▸ **Brief**
Report, as a single number, how many lines of the records contain the word "when".

▸ **Records excerpted from a collection**
PR #20254, opened 2026-07-21
[ti_google_threat_intelligence] - Recover ioc_stream from persistent API 400 errors

ShourieG:
## Type of change
- Bug

## Proposed commit message
```
ti_google_threat_intelligence: recover ioc_stream from persistent API 400 errors

The ioc_stream CEL program could never make progress past a collection
window that the API persistently rejects with HTTP 400 (for example, a
window containing an IOC whose URL identifier exceeds the API's
internal 500-byte key limit). On error the program left the stale
next-page cursor in state, so every subsequent poll replayed the same
failing request with the dead pagination cursor attached, and the
window start was never advanced. The input stayed degraded until the
Filebeat registry was deleted by hand.

On errors the program now discards the in-flight page cursor so
retries start from a clean first page. HTTP 400 responses additionally
maintain a consecutive-failure counter persisted in the cursor; after
three consecutive 400s for the same window the program advances the
cursor past the window and resumes collection, surfacing the retries
and the skip as error events in the data stream. Other error classes
keep the existing retry-forever behaviour.

Add a system test that drives the input through the failing-window
cycle against the mock API and asserts recovery.
```

## Checklist

## Author's Checklist

- [ ] 

## Related issues

-

### DIFF
--- a/packages/ti_google_threat_intelligence/data_stream/ioc_stream/fields/ecs.yml
+++ b/packages/ti_google_threat_intelligence/data_stream/ioc_stream/fields/ecs.yml
@@ -2,3 +2,11 @@
 # https://github.com/elastic/elasticsearch/issues/150902.
 - name: threat.enrichments
   external: ecs
+# Error fields emitted by the CEL input when a collection window is skipped
+# after repeated HTTP 400 responses from the API.
+- name: error.code
+  external: ecs
+- name: error.id
+  external: ecs
+- name: error.message
+  external: ecs
--- a/packages/ti_google_threat_intelligence/data_stream/ioc_stream/fields/ecs.yml
+++ b/packages/ti_google_threat_intelligence/data_stream/ioc_stream/fields/ecs.yml
@@ -2,11 +2,3 @@
 # https://github.com/elastic/elasticsearch/issues/150902.
 - name: threat.enrichments
   external: ecs
-# Error fields emitted by the CEL input when a collection window is skipped
-# after repeated HTTP 400 responses from the API.
-- name: error.code
-  external: ecs
-- name: error.id
-  external: ecs
-- name: error.message
-  external: ecs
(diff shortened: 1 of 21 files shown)


packages/ti_google_threat_intelligence/manifest.yml
```diff
@@ -3,7 +3,7 @@ name: ti_google_threat_intelligence
 title: Google Threat Intelligence
 # This version must match the User-Agent version used in CEL code.
 # Remember to update the User-Agent in CEL code when changing this version.
-version: "1.1.1"
+version: "1.1.2"
```
kcreddy, line 6: Can you also update the `User-Agent` version as noted?

packages/ti_google_threat_intelligence/data_stream/ioc_stream/fields/ecs.yml
```diff
@@ -2,3 +2,11 @@
...
 - name: threat.enrichments
   external: ecs
+# Error fields emitted by the CEL input when a collection window is skipped
+# after repeated HTTP 400 responses from the API.
+- name: error.code
+  external: ecs
+- name: error.id
+  external: ecs
+- name: error.message
+  external: ecs
```
kcreddy: The fields should be covered by `ecs@mappings` template.

kcreddy (approved):
Nits only. LGTM

Also, on the skip branch (`"cursor": fails >= 3 ? {"last_timestamp": interval.end_time, ...}`): worth being explicit in the commit/comment about the true extent of the loss. Because the request filter is open-ended on `start_time` only and `end_time` is `now` at cycle start, skipping to `interval.end_time` discards everything on page 2+ of the window between `start_time` and `now`, not just the single poisoned record. If page 1 itself 400s, the whole `[start_time, now]` span goes. The "bounded data loss" phrasing undersells this a bit.

packages/ti_google_threat_intelligence/manifest.yml
ShourieG: updated this in all data streams since they were out of sync.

▸ **Final answer**
4